» What is being asked
The expected answer is the set of lines in the data below between the line holding "Playground TypeScript version" and the line holding "bradzacher: everywhere *except*", inclusive, written out exactly.
┌─ Input records
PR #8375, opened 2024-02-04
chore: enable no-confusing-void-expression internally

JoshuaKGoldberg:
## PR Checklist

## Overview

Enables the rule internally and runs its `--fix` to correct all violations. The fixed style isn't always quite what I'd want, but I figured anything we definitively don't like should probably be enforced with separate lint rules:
└─
┌─ Input records
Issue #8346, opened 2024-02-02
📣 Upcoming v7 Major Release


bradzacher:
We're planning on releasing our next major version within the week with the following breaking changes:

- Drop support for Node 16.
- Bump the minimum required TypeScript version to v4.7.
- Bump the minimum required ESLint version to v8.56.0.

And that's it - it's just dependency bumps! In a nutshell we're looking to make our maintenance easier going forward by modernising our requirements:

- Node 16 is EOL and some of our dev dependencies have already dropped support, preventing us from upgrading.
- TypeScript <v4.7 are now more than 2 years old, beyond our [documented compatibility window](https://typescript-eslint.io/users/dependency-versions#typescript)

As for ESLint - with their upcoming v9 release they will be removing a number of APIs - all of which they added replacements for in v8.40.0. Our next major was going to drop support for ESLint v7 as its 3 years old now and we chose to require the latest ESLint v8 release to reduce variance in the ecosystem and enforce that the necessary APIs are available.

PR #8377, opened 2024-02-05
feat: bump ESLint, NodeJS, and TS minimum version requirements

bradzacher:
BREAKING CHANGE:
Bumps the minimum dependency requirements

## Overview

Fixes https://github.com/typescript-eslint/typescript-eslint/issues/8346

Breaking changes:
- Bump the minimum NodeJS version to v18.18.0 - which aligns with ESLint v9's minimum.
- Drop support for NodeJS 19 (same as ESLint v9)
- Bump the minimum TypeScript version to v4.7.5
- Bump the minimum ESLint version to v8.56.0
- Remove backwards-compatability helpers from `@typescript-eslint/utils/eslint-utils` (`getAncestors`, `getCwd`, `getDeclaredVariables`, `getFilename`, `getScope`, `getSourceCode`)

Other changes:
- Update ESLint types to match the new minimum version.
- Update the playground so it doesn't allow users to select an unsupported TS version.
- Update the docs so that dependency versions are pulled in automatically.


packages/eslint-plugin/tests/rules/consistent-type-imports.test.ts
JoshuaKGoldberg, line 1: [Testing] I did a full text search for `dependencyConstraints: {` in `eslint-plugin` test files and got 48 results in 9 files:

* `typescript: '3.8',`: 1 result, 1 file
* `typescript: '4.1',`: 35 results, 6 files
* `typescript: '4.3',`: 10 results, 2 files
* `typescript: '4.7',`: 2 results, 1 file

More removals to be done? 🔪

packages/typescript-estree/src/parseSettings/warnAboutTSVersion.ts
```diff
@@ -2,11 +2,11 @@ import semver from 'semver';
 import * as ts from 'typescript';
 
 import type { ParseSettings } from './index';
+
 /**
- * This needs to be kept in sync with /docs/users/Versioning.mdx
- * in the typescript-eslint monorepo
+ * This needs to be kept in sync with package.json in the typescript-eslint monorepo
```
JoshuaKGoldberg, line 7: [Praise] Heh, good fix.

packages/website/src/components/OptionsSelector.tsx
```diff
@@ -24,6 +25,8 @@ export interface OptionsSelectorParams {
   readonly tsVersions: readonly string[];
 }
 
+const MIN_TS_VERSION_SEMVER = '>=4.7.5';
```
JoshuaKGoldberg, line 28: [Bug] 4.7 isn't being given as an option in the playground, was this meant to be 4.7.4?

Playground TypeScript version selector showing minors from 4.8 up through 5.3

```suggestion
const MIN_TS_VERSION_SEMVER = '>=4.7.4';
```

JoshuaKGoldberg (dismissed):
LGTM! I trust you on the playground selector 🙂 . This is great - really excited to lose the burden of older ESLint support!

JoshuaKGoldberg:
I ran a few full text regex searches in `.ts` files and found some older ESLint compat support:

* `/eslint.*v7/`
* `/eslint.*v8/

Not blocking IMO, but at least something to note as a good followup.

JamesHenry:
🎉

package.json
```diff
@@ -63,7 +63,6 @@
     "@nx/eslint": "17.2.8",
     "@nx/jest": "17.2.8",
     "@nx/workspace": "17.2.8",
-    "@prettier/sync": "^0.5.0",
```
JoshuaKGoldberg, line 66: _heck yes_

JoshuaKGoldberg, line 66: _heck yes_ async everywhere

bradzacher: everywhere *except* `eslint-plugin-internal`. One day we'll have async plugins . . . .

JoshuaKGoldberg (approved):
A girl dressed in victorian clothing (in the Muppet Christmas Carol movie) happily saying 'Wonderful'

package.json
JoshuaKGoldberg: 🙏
└─
» Response
Playground TypeScript version selector showing minors from 4.8 up through 5.3

```suggestion
const MIN_TS_VERSION_SEMVER = '>=4.7.4';
```

JoshuaKGoldberg (dismissed):
LGTM! I trust you on the playground selector 🙂 . This is great - really excited to lose the burden of older ESLint support!

JoshuaKGoldberg:
I ran a few full text regex searches in `.ts` files and found some older ESLint compat support:

* `/eslint.*v7/`
* `/eslint.*v8/

Not blocking IMO, but at least something to note as a good followup.

JamesHenry:
🎉

package.json
```diff
@@ -63,7 +63,6 @@
     "@nx/eslint": "17.2.8",
     "@nx/jest": "17.2.8",
     "@nx/workspace": "17.2.8",
-    "@prettier/sync": "^0.5.0",
```
JoshuaKGoldberg, line 66: _heck yes_

JoshuaKGoldberg, line 66: _heck yes_ async everywhere

bradzacher: everywhere *except* `eslint-plugin-internal`. One day we'll have async plugins . . . .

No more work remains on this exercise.